LA: Powered by Dirty Coal
LADWP stands for Los Angeles Department of Water and Power, and it is the largest city-owned utility in the United States with 1.45 million electricity customers.
Currently, the city of Los Angeles owns shares in two coal plants: Navajo and Intermountain Power Project. In 2006, Navajo Generating Station and Intermountain Power Project released a combined total of 36,107,111 tons of CO2 into the atmosphere.
The Navajo generating station alone uses 8 million tons of coal a year which translates into 25,000 tons of coal per day when all units are fully running. Additionally, each year the plant uses nearly 8 billion gallons of water from Lake Powell for cooling – a shocking number in water starved Los Angeles. Our dependence on coal is responsible for significant pollution and human health impacts at every phase of its life cycle.
The department has already been taking strides towards a cleaner energy usage during Villaraigosa’s first term. While renewable energy made up only three percent of LA’s power supply in 2005, as of July last year the figure was 8.5% and the city is on track to have 20% by 2010.
“We applaud Mayor Villaraigosa’s bold decision to move Los Angeles beyond coal,” said Bruce Nilles, director of the Sierra Club’s efforts to end coal-fired power plants. “The decision to replace coal with cleaner energy alternatives is key to boosting job creation and economic growth.”
“Solar LA serves as more than a blueprint to a greener LADWP,” Mayor Villaraigosa said. “By sparking a broad movement to solar energy across a city of 4 million residents, we are priming the pump for Los Angeles to become a world leader in the solar industry and delivering on the vision of re-making Los Angeles into the cleanest, greenest big city in America.”
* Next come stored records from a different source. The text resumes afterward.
PR #12072, opened 2023-05-19
[java] Implements binding volumes for dynamic nodes.

### LINKED ISSUE #1642: [🚀 Feature]: Allows  to configure volume mappings for dynamically generated containers of Dynamic Grid
### Feature and motivation

I want volume mapping to upload files and deliver camera video streams

### Usage example

```yml
[docker]

configs = [
    "selenium/standalone-firefox:4.3.0-20220726", "{\"browserName\": \"firefox\",\"volumes\":[\"/data:/data\"]}",
]
```

```python
options.add_argument('--allow-file-access-from-files')
options.add_argument('--use-fake-ui-for-media-stream')
options.add_argument('--use-fake-device-for-media-stream')
options.add_argument('--use-file-for-fake-video-capture=/data/test.y4m')
options.add_argument('--use-file-for-fake-audio-capture=/data/test.wav')
```

damencho:
### Description
Adds option to mount volumes for dynamically loaded nodes. Fixes SeleniumHQ/docker-selenium#1642. 

### Motivation and Context

While testing a webrtc app we need to provide audio and video files to be used as mic and camera source for chrome via `--use-file-for-fake-audio-capture` and `--use-file-for-fake-video-capture`.

### Types of changes
Adding array of volumes to bind. Changes based on the existing devices functionality. 

### Checklist

### DIFF
--- a/java/src/org/openqa/selenium/grid/node/docker/DockerFlags.java
+++ b/java/src/org/openqa/selenium/grid/node/docker/DockerFlags.java
@@ -85,6 +85,21 @@ public class DockerFlags implements HasRoles {
   private List<String> devices;
 
   @Parameter(
+    names = {"--docker-volumes"},
+    description =
+      "Exposes volumes to a container. Each volume mapping declaration must have the"
+      + " path of the volume in both host and container separated by a colon like in this"
+      + " example: /path/in/host:/path/in/container",
+    arity = 1,
+    variableArity = true,
+    splitter = NonSplittingSplitter.class)
+  @ConfigValue(
+    section = DockerOptions.DOCKER_SECTION,
+    name = "volumes",
+    example = "[\"/mnt/disk:/mnt/custom-files\"]")
+  private List<String> volumes;
+
+  @Parameter(
       names = {"--docker-video-image"},
       description = "Docker image to be used when video recording is enabled")
   @ConfigValue(
--- a/java/src/org/openqa/selenium/grid/node/docker/DockerOptions.java
+++ b/java/src/org/openqa/selenium/grid/node/docker/DockerOptions.java
@@ -29,6 +29,7 @@ import java.util.ArrayList;
 import java.util.Arrays;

If this plan is completed by 2020 then LA will generate a tenth of Los Angeles’ power through solar energy by 2020. LADWP will put in 400 MW of roof-top solar systems on city-owned properties by 2014. It will also obtain 500 MW of utility-scale solar power from projects developed under agreement by third-party solar developers.
“L.A. has everything it takes to make this [solar plan] work,” said Villaraigosa, standing alongside environmentalists, union leaders and City Council members. “We have the sun in abundance. We have the space. We have the largest municipal utility in the country.”
Navajo Generating Station is a 2250 megawatt coal-fired power plant located on the Navajo Indian Reservation near Page, Arizona.
The plant consists of three 750 MW units that provide power to Arizona, Nevada, and California. The Los Angeles Department of Water and Power owns 21% of the power generated by the plant. The station has three 236 meter high chimneys, which are the tallest structures in Arizona. It was assembled during the 1970s and began producing commercial power in 1975. The construction costs were $650 million, with an additional $420 million for new environmental scrubbers.
According to Clearing California’s Coal Shadow from the American West, Navajo Generating Station releases more than 19 million tons of carbon dioxide per year. In 2004, it was the nation’s fifth largest power plant emitter of carbon dioxide and eleventh largest emitter of nitrogen oxides.
The power plant is served by coal mined at the Kayenta Mine near Kayenta, Arizona and hauled by the Black Mesa and Lake Powell railroad. The Kayenta mine ships about 8 million tons of coal each year to the power plant, which uses up to 25,000 tons of coal per day when all units are fully running. Each year the plant also uses nearly 8 billion gallons of water from Lake Powell for cooling.
The Navajo Generating Station is located about 25 kilometers from the Grand Canyon National Park. In 1987, a National Park Service study demonstrated that the plant impacts the air quality at the park and contributes to the wintertime haze at the Grand Canyon. In 1991, as a result of years of litigation by environmental organizations and citizen activists, the U.S. Environmental Protection Agency required a 90% reduction in sulfur dioxide emissions from the plant.